To address the last two prompt questions, we are essentially concerned with network connectness. In directed networks such as this one, we can distinguish between *strongly connected* and *weakly connected* notions. A network is weakly connected if there is an undirected path between any pair of nodes (i.e., ignoring edge direction), and strongly connected if there is a directed path between every pair of vertices (i.e., only following edge direction) [3]. The networks below are all weakly but not strongly connected:

NetworkX can help answer these questions for our network, using existent and intuitive functionality. Executing:

```
nx.is_strongly_connected(G)
nx.is_weakly_connected(G)
```

will return `False`

for both. This means that using the already established connections and directions, not all nodes can be reached by all other nodes. If we ignore the directions (weak connectedness) this remains the case. This implies that our network is made up of more than one *components*, i.e., connected subgraphs of our network. For example the undirected graph below has three components:

Strongly connected components in directed graphs also consider the direction of each edge. For example the directed graph below also has three components:

Weakly connected components in directed graphs are identified by ignoring the direction of the edges, so in the above example, the graph has one weakly connected component.

To examine these components for our network we can use `nx.strongly_connected_components(G)`

and `nx.weakly_connected_components(G)`

which would produce lists of all strongly or weakly connected components in the network, respectively, in this case 1156 strongly connected and 111 weakly connected components. In both cases this includes one giant component including most of the network nodes, 1220 in the strongly connected and 2348 in the weakly connected case, and hundreds of small components with fewer than 10 nodes trading between them.

Finally, we can draw these strongly and weakly connected components.
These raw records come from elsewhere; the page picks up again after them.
Issue #704, opened 2018-05-04
UIWebViews are not detected as idle when displaying PDFS


keefertaylor:
Per Apple's documentation: 

> "UIWebView objects can be used to display other content types, such as Keynote, PDF, and Pages documents. For the best rendering of plain and rich text in your app, however, you should use UITextView instead." 

(Supported File Formats, https://developer.apple.com/documentation/uikit/uiwebview)

EarlGrey's current implementation of UIWebViewIdlingResource uses a11y elements in the browser view hierarchy to determine idle state. In PDF and other document types, the browser view is not use.  Instead, content is populated inside an internal PDFView property. See: https://github.com/google/EarlGrey/blob/master/EarlGrey/Synchronization/GREYUIWebViewIdlingResource.m#L143

Since EarlGrey waits for content to be rendered inside the browser view, UIWebViews displaying PDFs are never displayed as idle.

PR #705, opened 2018-05-04
Support PDF Display in UIWebViews

keefertaylor:
#704 
In a webview with HTML content, there is a valid view at _webView._internal.browserView, but the view is always empty. This causes EG's UIWebView Idling Resource to assume the webview is waiting to render.

In a webview with a PDF, there is a view at _webView._internal.pdfHandler.pdfView. This view *only* exists after the PDF is rendered (AFAICT) and does not exist if the webview is rendering something other than a PDF.

To fix, check if there is a rendered PDF in the webview before performing HTML rendering checks.


EarlGrey/Synchronization/GREYUIWebViewIdlingResource.m
```diff
@@ -137,6 +137,11 @@ - (BOOL)isIdleNow {
     }
   }
 
+  // UIWebViews may be used to display PDFs in addition to HTML based content. Test if there's a PDF
+  // view populated in UIWebView's hierarchy.
+  BOOL webViewIsDisplayingPDF = ([[[_webView valueForKey:@"_internal"] valueForKey:@"pdfHandler"]
```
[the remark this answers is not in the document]
keefertaylor: > Do we have to do something with the bool?
Yup, need to return that we are idle.

> Can we add a test case with a PDF to prevent regressions & prove the issue is fixed?
Sure, let me put something together.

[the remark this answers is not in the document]
keefertaylor: I wired up a basic test case that shows that opening a PDF will cause the app to never reach an idle state. PTAL.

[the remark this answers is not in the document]
bootstraponline: Nice, looks good to me. Someone on the EarlGrey will need to approve before the PR is merged.

keefertaylor:
Adding a comment to get CLABot to re-run.

EarlGrey.xcodeproj/xcshareddata/xcschemes/EarlGrey.xcscheme
```diff
@@ -26,16 +26,37 @@
       buildConfiguration = "Debug"
       selectedDebuggerIdentifier = "Xcode.DebuggerFoundation.Debugger.LLDB"
       selectedLauncherIdentifier = "Xcode.DebuggerFoundation.Launcher.LLDB"
+      language = ""
```
khandpur: Are these changes intentional or just a side-effect of opening in a different Xcode?

EarlGrey/Synchronization/GREYUIWebViewIdlingResource.m
```diff
@@ -137,6 +137,14 @@ - (BOOL)isIdleNow {
...
+                                     valueForKey:@"pdfView"] == nil);
+  if (webViewIsDisplayingPDF) {
```
khandpur: It's not clear to me what's throwing off EarlGrey sync logic.

@tirodkar Can you please see if it's something we can fix in the core-logic rather than short circuiting the entire method when PDFs are being loaded?

Tests/FunctionalTests/Sources/FTRUIWebViewTest.m
```diff
@@ -108,6 +108,13 @@ - (void)DISABLED_testSynchronizationWhenSwitchingBetweenLoadingMethods {
       assertWithMatcher:grey_sufficientlyVisible()];
 }
 
+- (void)testPDFIdlesCorrectly {
```
khandpur: I'd recommend splitting this up with local only and network-only scenarios (for an internal use-case)

Tests/FunctionalTests/TestRig/Sources/FTRWebViewController.m
```diff
@@ -77,6 +84,12 @@ - (IBAction)userDidTapLoadHTMLUsingLoadHTMLString {
   _webView.scrollView.bounces = _webViewBounceSwitch.isOn;
 }
 
+- (IBAction)userDidTapLoadPDF {
+  NSData *pdfData = [NSData dataWithContentsOfURL:[[self class] urlToTestPDF]];
+  [_webView loadData:pdfData MIMEType:@"application/pdf" textEncodingName:@"utf-8"
+   baseURL:[NSURL URLWithString: @"about:blank"]];
```
khandpur: formatting seems off.

tirodkar:
Hey @keefertaylor, we're getting this change in as part of our internal to external code sync with any changes that were requested here. I'll close this for now.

In the top row of figure below, I show the largest components identified by each definition and in the bottom row all other components in the network, according to each definition.

**References:**

[1] Broido, A.D., Clauset, A. Scale-free networks are rare. *Nat Commun* **10, **1017 (2019). https://doi.org/10.1038/s41467-019-08746-5

[2] http://networksciencebook.com/

[3] Skiena, S. “Strong and Weak Connectivity.” §5.1.2 in Implementing Discrete Mathematics: Combinatorics and Graph Theory with Mathematica. Reading, MA: Addison-Wesley, pp. 172-174, 1990.